Look through the data below. Show each line where the string "have" occurs.
··· Dataset
PR #837, opened 2022-07-06
Fix for unpublished additional services on order pathway

magnusjohn-bjss:


src/NHSD.GPIT.BuyingCatalogue.Services/AdditionalServices/AdditionalServicesService.cs
```diff
@@ -73,14 +73,18 @@ public async Task<CatalogueItem> GetAdditionalServiceWithCapabilities(CatalogueI
...
             if (!catalogueItemId.HasValue)
             {
                 return new List<CatalogueItem>();
             }
 
-            return await BaseQuery(catalogueItemId.Value).ToListAsync();
+            var output = await BaseQuery(catalogueItemId.Value).ToListAsync();
+
+            return publishedOnly
+                ? output.Where(x => x.PublishedStatus == PublicationStatus.Published).ToList()
```
ghost: Append this to the `IQueryable` instead prior to calling `ToListAsync` on `BaseQuery`. That way it's evaluated at SQL time rather than being done in-memory

bjss-colin (approved):
One suggested improvement, but it's not a massive issue so also approved. Up to you whether you want to change it.

leerogers-bjss (approved):

PR #840, opened 2022-07-07
Reset order item quantities on price change

magnusjohn-bjss:


bjss-colin (approved):
Good call with checking the price quantity basis. In a Per Patient => Per Patient scenario it makes sense not to reset the quantities.

PR #861, opened 2022-07-25
Implementation plan & milestones

magnusjohn-bjss:


src/NHSD.GPIT.BuyingCatalogue.WebApp/Areas/Order/Controllers/Contracts/ImplementationPlanController.cs
```diff
@@ -0,0 +1,134 @@
...
+            this.implementationPlanService = implementationPlanService ?? throw new ArgumentNullException(nameof(implementationPlanService));
+            this.orderService = orderService ?? throw new ArgumentNullException(nameof(orderService));
+            this.solutionsService = solutionsService ?? throw new ArgumentNullException(nameof(solutionsService));
+        }
+
+        [HttpGet("default")]
+        public async Task<IActionResult> DefaultImplementationPlan(string internalOrgId, CallOffId callOffId)
+        {
+            return View(
+                "~/Areas/Order/Views/Contracts/DefaultImplementationPlan.cshtml",
```
ghost, line 40: Shouldn't need the full path here, `DefaultImplementationPlan` by itself should work. It just depends on how verbose you want to be.

src/NHSD.GPIT.BuyingCatalogue.WebApp/Areas/Order/Views/AssociatedServices/AddAssociatedServices.cshtml
```diff
@@ -12,7 +12,7 @@
         <nhs-page-title title="@ViewBag.Title"
                         caption="Order @Model.CallOffId"
                         advice="These are products that support the implementation of a solution and can be bought independently. For example, training or data migration or arranging the merging or splitting of existing practices."/>
-
+
```
ghost: Can be removed

bjss-colin (approved):
Approved with 2 minor comments

src/NHSD.GPIT.BuyingCatalogue.WebApp/Areas/Order/Controllers/Contracts/ImplementationPlanController.cs
magnusjohn-bjss: It shouldn't need the full path here, as both view & method have the same (unique) name, but leaving it out makes razor throw a fit in development view so I left it in. Can't see what the problem is but it affects both the views in this file, hence the full path specifications.

PR #871, opened 2022-08-04
Supplier contact validation

magnusjohn-bjss:


src/NHSD.GPIT.BuyingCatalogue.WebApp/Areas/Admin/Validators/EditContactModelValidator.cs
```diff
@@ -8,51 +8,74 @@ namespace NHSD.GPIT.BuyingCatalogue.WebApp.Areas.Admin.Validators
 {
     public sealed class EditContactModelValidator : AbstractValidator<EditContactModel>
```
ghost, line 10: Although `NewContactModel` and `EditContactModel` exist in two different areas of the system they both relate to the same entity, a supplier contact. `EditContactModel` could inherit the former, extending with its own properties (I.E: SolutionsReferencing), since they contain very similar logic and inputs.

Then the `NewContactModelValidator` could be included here with `Include(new NewContactModelValidator())` and `EditContactModelValidator` then performs a duplication check on top of the existing logic.

bjss-colin (dismissed):

bjss-colin (dismissed):

bjss-colin (approved):

PR #872, opened 2022-08-04
Clean up duplicated integration tests

kelly-bjss:


leerogers-bjss:
branch needs rebuilding

PR #874, opened 2022-08-05
Update Delete order page and button

leerogers-bjss:
Update secondary button to have a type or Primary, Secondary or Delete which defines it's colour.

Update all references to secondary button to use this new format

Update Delete order Page

Add / Update Delete order page tests

### DIFF
--- a/src/NHSD.GPIT.BuyingCatalogue.WebApp/Areas/Order/Controllers/DeleteOrderController.cs
+++ b/src/NHSD.GPIT.BuyingCatalogue.WebApp/Areas/Order/Controllers/DeleteOrderController.cs
@@ -40,6 +40,17 @@ namespace NHSD.GPIT.BuyingCatalogue.WebApp.Areas.Order.Controllers
         [HttpPost]
         public async Task<IActionResult> DeleteOrder(string internalOrgId, CallOffId callOffId, DeleteOrderModel model)
         {
+            if (!ModelState.IsValid)
+                return View(model);
+
+            if (!model.SelectedOption.Value)
+            {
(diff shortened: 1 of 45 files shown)


src/NHSD.GPIT.BuyingCatalogue.WebApp/Areas/Order/Controllers/DeleteOrderController.cs
```diff
@@ -40,6 +40,17 @@ public async Task<IActionResult> DeleteOrder(string internalOrgId, CallOffId cal
         [HttpPost]
         public async Task<IActionResult> DeleteOrder(string internalOrgId, CallOffId callOffId, DeleteOrderModel model)
         {
+            if (!ModelState.IsValid)
```
ghost, line 51: ~~Looks like the story acceptance criteria wasn't updated to include the following, but there also needs to be a check in the GET method to make sure the buyer can't delete completed orders by manually navigating to the delete URL with the order ID.~~

On second thought, this is probably best as a separate story that includes the navigation logic.

bjss-colin (changes requested):

bjss-colin (dismissed):

src/NHSD.GPIT.BuyingCatalogue.WebApp/Areas/Order/Controllers/DeleteOrderController.cs
leerogers-bjss: fixed in latest commit

bjss-colin (approved):

PR #875, opened 2022-08-08
Update practice list sizes

magnusjohn-bjss:


bjss-colin (approved):
Looks good, nice trick with the `IsRelational` check.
······
• Result:
magnusjohn-bjss: It shouldn't need the full path here, as both view & method have the same (unique) name, but leaving it out makes razor throw a fit in development view so I left it in. Can't see what the problem is but it affects both the views in this file, hence the full path specifications.
Update secondary button to have a type or Primary, Secondary or Delete which defines it's colour.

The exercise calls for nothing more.